Originating from observations of how the human body responds to cuts and wounds where platelets in the blood are drawn to the cut and create a seal, its use in the oil and gas industry has been designed around deploying free-floating discrete particles into a flowing system. The platelets are engineered specifically for the size of the leak and the operating conditions of the system. Platelets are pumped downstream while suspended within an inert carrier fluid. When they reach a leak, pressure differential forces entrain them into the defect, where they lock in place, creating a mechanical seal that not only fixes the leak but rebuilds the seal. The system is portable enough to fit into a briefcase. The fully mobile system allows leak work to be done from the top of the wellhead down without removing the wellhead itself. Leaks are found and fixed through the annulus or tubing of a well, enabling shut-in wells to come back online or to full production within hours rather than months. In the time it can take to plan one rig workover, the system can address integrity issues in more than 100 wells. The technology, which has been used to fix tubing, connection, and casing leaks, is building an extensive track record, achieving a 100% success rate since April 2009.

Technology in action
The technology recently was used to seal casing leaks in a number of wells approximately 30 miles (48 km) west of Prudhoe Bay. The Greater Kuparuk area includes the Kuparuk reservoir as well as several smaller oil pools in the operating unit. The majority of the wells are completed with a conductor casing (CC), a surface casing (SC), a production casing, and tubing.

In one of the wells, a 0.25-inch corrosion- induced hole in the surface casing at a depth of 126 ft (38.4 m) was sealed with a single platelet by a deployment from surface into the outer annulus. The well initially was leaking at a rate of 0.5 bbl/min and subsequently passed a 1,800 psi mechanical test integrity.

Records indicate that near-surface casing corrosion is a result of a cyclic or consistent ingress of oxygenated water into the annulus between the CC and the SC. Elevated well operating temperatures in conjunction with an extremely corrosive environment caused by soluble salts that leach from the cement create a very aggressive corrosion environment. Over the years, 53 wells have exhibited SC corrosion failures at shallow depths. Limited options for accessing and repairing the leak sites prompted the operator’s interest in pursuing the new technology.

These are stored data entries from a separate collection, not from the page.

PR #15815, opened 2023-02-20
[CPU] Fix issue about overwriting register names

xuchen-intel:
### Details:
 - *Fix issue about overwriting register names in https://github.com/openvinotoolkit/openvino/pull/15423.*
### Tickets:
 - *101222*

### DIFF
--- a/src/plugins/intel_cpu/src/emitters/utils.cpp
+++ b/src/plugins/intel_cpu/src/emitters/utils.cpp
@@ -27,39 +27,41 @@ template void RegPrinter::print<unsigned char, Reg16>(jit_generator &h, Reg16 re
 template void RegPrinter::print<char, Reg8>(jit_generator &h, Reg8 reg, const char *name);
 template void RegPrinter::print<unsigned char, Reg8>(jit_generator &h, Reg8 reg, const char *name);
 
-void RegPrinter::print_reg_fp32(const char *name, int val) {
-    std::stringstream ss;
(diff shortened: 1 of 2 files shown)


src/plugins/intel_cpu/src/emitters/utils.cpp
```diff
@@ -131,16 +131,19 @@ const char * RegPrinter::get_name(REG_T reg, const char *name) {
     if (name == nullptr) {
         return reg_name;
     } else {
+        constexpr size_t cnt = 1024;
```
chenhu-wang, line 134: It seems like 1024 is an experimental or guess number to avoid flush. I am wondering if it is possible to use an shared mutex across all print,  lock inside print function to serialize each print pipeline. Until previous print finish, we start new print.

xuchen-intel: Thanks Chenhu for the commet! I've tried to use mutex mechanism inside print function (also tried that in the scope of h.call and get_name functions), it doesn't fix the issue. It seems not an issue of synchronism. Further discussion is always welcomed.

chenhu-wang:
functionally LGTM.

chenhu-wang (approved):

xuchen-intel:
@dmitry-gorokhov Hi Dmitry! Updated the PR according to our offline dicussion. Please feel free to comment. Thanks!

dmitry-gorokhov (approved):

PR #15822, opened 2023-02-20
Add use_legacy_frontend option into layer tests

dkrupnov:
### Details:
 - add use_legacy_frontend for layer tests


tests/layer_tests/conftest.py
```diff
@@ -89,6 +94,12 @@ def use_new_frontend(request):
     return request.config.getoption('use_new_frontend')
 
 
+@pytest.fixture(scope="session")
+def use_legacy_frontend(request):
+    """Fixture function for command-line option."""
+    return request.config.getoption('use_legacy_frontend')
```
rnugmanx, line 100: How it will go through tests?
Now I see that "if":
https://github.com/openvinotoolkit/openvino/blob/master/tests/layer_tests/common/layer_test_class.py#L57

It says that we will use legacy fe only in case of use_new_frontend=False

dkrupnov: in configs we determine which option will be used - use_new_frontend or use_legacy_frontend

tests/layer_tests/conftest.py
```diff
@@ -89,6 +94,12 @@ def use_new_frontend(request):
     return request.config.getoption('use_new_frontend')
```
rkazants, line 96: @dkrupnov, can you also please correct files:
https://github.com/openvinotoolkit/openvino/blob/master/tests/layer_tests/common/layer_test_class.py#L57
https://github.com/openvinotoolkit/openvino/blob/master/.ci/azure/linux.yml#L509 (add `use_legacy_frontend`)
https://github.com/openvinotoolkit/openvino/blob/master/.ci/azure/linux.yml#L516 (add `use_legacy_frontend`)

PR #15828, opened 2023-02-20
【PaddlePaddle Hackathon 4】add paddle flip op

Asthestarsfalll:
### Details:
add flip operation in Paddle front end

> Reverse the order of a n-D tensor along given axis in axis.

### Tickets:
 - *ticket-id*

### Reference:
https://www.paddlepaddle.org.cn/documentation/docs/en/api/paddle/flip_en.html
https://github.com/PaddlePaddle/Paddle/blob/release/2.4/python/paddle/tensor/manipulation.py#L1327
https://github.com/PaddlePaddle/Paddle2ONNX/blob/develop/paddle2onnx/legacy/op_mapper/tensor.py#L2018


Asthestarsfalll:
Sorry, I am not familiar with rebase -_-

Asthestarsfalll:
@ceciliapeng2011 Hi, Al CI have been passed, Could you review this PR?

src/frontends/paddle/src/op/flip.cpp
```diff
@@ -0,0 +1,44 @@
...
+namespace paddle {
+namespace op {
+NamedOutputs flip(const NodeContext& node) {
+    const auto data_node = node.get_input("X");
+    const auto axes = node.get_attribute<std::vector<int32_t>>("axis");
+    const auto input_shape = data_node.get_partial_shape().get_shape();
+    const auto dims = static_cast<int32_t>(data_node.get_partial_shape().rank().get_length());
+    const auto dtype = data_node.get_element_type();
+    // for zero-dim input
+    PADDLE_OP_CHECK(node, (dims > 0), "Input dims must be greater than 0");
```
ceciliapeng2011, line 19: Is this restriction asked by paddlepaddle or this op conversion? Would you please try to build a scaler "X" input model? If     we cannot create such a paddle model, we can remove this check here.

src/frontends/paddle/src/op/flip.cpp
```diff
@@ -0,0 +1,44 @@
...
+#include "openvino/frontend/paddle/node_context.hpp"
+
+namespace ov {
+namespace frontend {
+namespace paddle {
+namespace op {
+NamedOutputs flip(const NodeContext& node) {
+    const auto data_node = node.get_input("X");
+    const auto axes = node.get_attribute<std::vector<int32_t>>("axis");
+    const auto input_shape = data_node.get_partial_shape().get_shape();
```
ceciliapeng2011, line 15: If it is a dynamic shape model (i.e. some dimension in the input shape is unknown until inference time), the solution is not feasible, and there would be an exception to call get_shape().
So, could you please -
1. add this static shape check, as the first step.
2. the second step, to investigate how to support dynamic shape input.

src/frontends/paddle/tests/test_models/gen_scripts/generate_flip.py
```diff
@@ -0,0 +1,60 @@
...
+    data_type = 'int64'
+    axis = 1
+    x = np.random.randint(-1, 3, (5, 3, 1, 1)).astype(data_type)
+    flip("flip_4", x, axis)
+
+    data_type = 'float32'
+    axis = -1
+    x = np.random.randn(1).astype(data_type)
+    flip("flip_5", x, axis)
+
```
ceciliapeng2011, line 57: Can have "bool" type tested?

src/frontends/paddle/src/op/flip.cpp
Asthestarsfalll: Use `VariadicSplit` will  be able to support dynamic shape. I will update after passing tests.

src/frontends/paddle/tests/test_models/gen_scripts/generate_flip.py
Asthestarsfalll: I tested bool type before, but it occurs error that openvino test do not support bool output

src/frontends/paddle/src/op/flip.cpp
Asthestarsfalll: Paddle flip do not support zero-dim input, I will remove this.

src/frontends/paddle/src/op/flip.cpp
Asthestarsfalll: Hi, I think it hard to support dynamic shape input, cause we need to split tensor into  several ones which have one dimension in specified axis. 
But if there has some op supports automatically spliting tensor into one-dim-tensor, instead of specifing split numbers(for example, the distinction of torch.split and torch.chunk). It will become eazier.

mvafin: As far as I can see, you really need shape dimensions to be static only on `axes` dimensions. I recommend removing `get_shape()` call here and instead call `axes[idx].get_length()` in the loop below where needed. Also please add `PADDLE_OP_CHECK` for `axes[idx].is_static()` for each call of `get_length()`.

To support dynamic shape on axis you could try using `Range` with -1 step to get indices and `Gather` on that indices

src/frontends/paddle/src/op/flip.cpp
```diff
@@ -0,0 +1,44 @@
...
+    const auto dims = static_cast<int32_t>(data_node.get_partial_shape().rank().get_length());
+    const auto dtype = data_node.get_element_type();
+    // for zero-dim input
+    PADDLE_OP_CHECK(node, (dims > 0), "Input dims must be greater than 0");
+
+    Output<Node> temp = data_node;
+    std::vector<Output<Node>> temp_split_out;
+    int32_t axis;
+    for (size_t idx = 0; idx < axes.size(); idx++) {
```
itikhono, line 24: is it possible to use Reverse or ReverseSequence openvino operators?

rkazants: Exactly, so we do not need to manipulate with input shape and support this operation for dynamic shape input as well

Asthestarsfalll: > Exactly, in this case we do not need to manipulate with input shape and we will be able to support this operation for dynamic shape input as well

Hi, I find that `flip` is the same as [reverse](https://github.com/openvinotoolkit/openvino/blob/master/src/frontends/paddle/src/op/reverse.cpp).
So do I still need to add flip?

rkazants: Sure, just to re-implement the translator using `ReverseSequence`. `Reverse` looks deprecated some time ago: https://docs.openvino.ai/latest/openvino_docs_ops_opset10.html#doxid-openvino-docs-ops-opset10

Asthestarsfalll: Hi, I have update the codes, but I found it's still hard to support dynamic shape input.
Because `ReverseSequence` need the  length to reverse in specified seq_axis.
This requires input shape to being static.

src/frontends/paddle/src/op/flip.cpp
```diff
@@ -0,0 +1,46 @@
...
+        is_1dim = true;
+    }
+    for (size_t idx = 0; idx < axes.size(); idx++) {
+        axis = axes[idx];
+        axis += axis < 0 ? dims : 0;
+        shape_len = input_shape[axis].get_length();
+        batch_index = axis == 0 ? 1 : 0;
+        auto batch_len = input_shape[batch_index].get_length();
+        const auto seq_length =
+            default_opset::Constant::create(element::i64, {static_cast<uint32_t>(batch_len)}, {shape_len});
```
mvafin, line 35: You do not really need to restrict static shape on axis. You could get the seq_len by something like this: `X->ShapeOf->Gather(axis)\Gather(batch_index)->Broadcast()`

src/frontends/paddle/src/op/flip.cpp
```diff
@@ -0,0 +1,46 @@
...
+namespace paddle {
+namespace op {
+NamedOutputs flip(const NodeContext& node) {
+    const auto data_node = node.get_input("X");
+    const auto axes = node.get_attribute<std::vector<int32_t>>("axis");
+    auto input_shape = data_node.get_partial_shape();
+    PADDLE_OP_CHECK(node, (input_shape.rank().is_static()), "flip not support dynamic rank!");
+    const auto dims = static_cast<int32_t>(data_node.get_partial_shape().rank().get_length());
+    const auto dtype = data_node.get_element_type();
+    bool is_1dim = false;
```
mvafin, line 19:
```suggestion
    bool is_1dim = dims == 1;
```

src/frontends/paddle/src/op/flip.cpp
```diff
@@ -0,0 +1,46 @@
...
+    int32_t axis, shape_len, batch_index;
+    Output<Node> temp = data_node;
+    const auto uns_axes = default_opset::Constant::create(ov::element::i64, {1}, {1});
+    if (dims == 1) {
```
mvafin, line 23:
```suggestion
    if (is_1dim) {
```

src/frontends/paddle/src/op/flip.cpp
```diff
@@ -0,0 +1,46 @@
...
+        temp = std::make_shared<default_opset::Unsqueeze>(temp, uns_axes);
+        input_shape = temp.get_partial_shape();
+        is_1dim = true;
```
mvafin, line 26:
```suggestion
```

mvafin (changes requested):

mvafin:
This conversion seems overcomplicated with `ReverseSequence`. You could also look into using `Slice` with step -1 I think it should be simpler.

Asthestarsfalll:
> This conversion seems overcomplicated with `ReverseSequence`. You could also look into using `Slice` with `step=-1`, `start=-1`, `stop=-INT_MIN`, `axes=axes`. I think it should be simpler.

Yes! `Slice` is much simpler.
Test results:

rkazants (approved):
One comment left. Other LGTM.

src/frontends/paddle/src/op/flip.cpp
```diff
@@ -0,0 +1,37 @@
+// Copyright (C) 2018-2023 Intel Corporation
+// SPDX-License-Identifier: Apache-2.0
+//
+
+#include "default_opset.hpp"
+#include "openvino/frontend/paddle/node_context.hpp"
+
+#define out(a) std::cout << a << std::endl;
```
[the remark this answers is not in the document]
Asthestarsfalll: done.

mvafin (approved):
Looks good from my side, but would like to see approve from @ceciliapeng2011

Asthestarsfalll:
@ceciliapeng2011 PTAL

Asthestarsfalll:
@ceciliapeng2011 PTAL

Asthestarsfalll:
@OpenVINO-dev-contest PTAL

yuxu42:
@ceciliapeng2011 could you please review?

alanzhai219:
I have a question here. `flip` op is an alias of `reverse`, right? If so, why not try `Reverse` to map it?
refer to https://github.com/openvinotoolkit/openvino/pull/17525.

xczhai:
@Asthestarsfalll 
I have a question here. `flip` is an alias of `reverse`, right? If so, why not map it using `Reverse` IR.
refer to https://github.com/openvinotoolkit/openvino/pull/17525

itikhono:
> @Asthestarsfalll I have a question here. `flip` is an alias of `reverse`, right? If so, why not map it using `Reverse` IR. refer to #17525

As I can see, Reverse op was deleted in opset2. We don't have this operator in opset2+ 
It's better to fix `reverse` op convertor (translator) to use ReverseSequence op or similar approach like in this PR if possible

itikhono (approved):

alanzhai219:
> > @Asthestarsfalll I have a question here. `flip` is an alias of `reverse`, right? If so, why not map it using `Reverse` IR. refer to #17525
> 
> As I can see, Reverse op was deleted in opset2. We don't have this operator in opset2+ It's better to fix `reverse` op convertor (translator) to use ReverseSequence op or similar approach like in this PR if possible

PD `reverse` op executes the same operation. It is better to unify the two mappings instead of two separate implement.

xczhai:
> > @Asthestarsfalll I have a question here. `flip` is an alias of `reverse`, right? If so, why not map it using `Reverse` IR. refer to #17525
> 
> As I can see, Reverse op was deleted in opset2. We don't have this operator in opset2+ It's better to fix `reverse` op convertor (translator) to use ReverseSequence op or similar approach like in this PR if possible

PD reverse op executes the same operation. It is better to unify the two mappings instead of two separate implement.

itikhono:
> > > @Asthestarsfalll I have a question here. `flip` is an alias of `reverse`, right? If so, why not map it using `Reverse` IR. refer to #17525
> > 
> > 
> > As I can see, Reverse op was deleted in opset2. We don't have this operator in opset2+ It's better to fix `reverse` op convertor (translator) to use ReverseSequence op or similar approach like in this PR if possible
> 
> PD reverse op executes the same operation. It is better to unify the two mappings instead of two separate implement.

Yes, I agree. But the current pd reverse op translator uses OV Reverse op that was deleted from officially supported opsets (from opset2 and later). We need to fix reverse op translator in this case

xczhai:
> > > > @Asthestarsfalll I have a question here. `flip` is an alias of `reverse`, right? If so, why not map it using `Reverse` IR. refer to #17525
> > > 
> > > 
> > > As I can see, Reverse op was deleted in opset2. We don't have this operator in opset2+ It's better to fix `reverse` op convertor (translator) to use ReverseSequence op or similar approach like in this PR if possible
> > 
> > 
> > PD reverse op executes the same operation. It is better to unify the two mappings instead of two separate implement.
> 
> Yes, I agree. But the current pd reverse op translator uses OV Reverse op that was deleted from officially supported opsets (from opset2 and later). We need to fix reverse op translator in this case

@Asthestarsfalll Hi, it is much appreciated if you can help unify `reverse` and `flip` implements together.

Asthestarsfalll:
> @Asthestarsfalll Hi, it is much appreciated if you can help unify `reverse` and `flip` implements together.

I will update code latter.

ceciliapeng2011 (approved):

ceciliapeng2011 (approved):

A number of wells were identified in the field as potentially suitable for the application of the sealing technology. The first phase of the project was the front-end development of a low-temperature solution (down to 5ºF or 15ºC) and detailed job design, including wellsite leak rate testing, material testing, computational fluid dynamics modeling, and flowloop testing. The second phase was the onsite application of the platelets.

Platelets were deployed into the injection tree at a rate of 1 bbl/min. After 2.5 min., the pressure began to increase, indicating platelet entrainment. The pressure was increased in 500 psi increments and held for five minutes at each step. When 1,800 psi was reached, a standard mechanical integrity test of the SC was completed and then extended for an additional 30 min., which confirmed a 100% effective seal. The pressure was bled back in steps to a final static closed-in pressure of 500 psi.

The solution was achieved without having to excavate and remove the surface conductor or pull the tubing and cut and pull the casing.

Post-seal restrictions suggested maintaining positive pressure on the annulus in which the platelets were deployed to ensure the platelet stays in place and maintains seal integrity. Following the successful platelet seal, however, the SC pressure was twice inadvertently allowed to drop to zero due to thermal cooling, and no adverse effects were experienced on the seal. This indicates the sealing platelet could maintain a seal under only hydrostatic head (45 psi). Therefore, the higher SC operating pressure is insurance but might not be required.

Using this technology, the well was brought back to a serviceable state in a shorter time than a conventional process would require. The entire operation was carried out in six hours.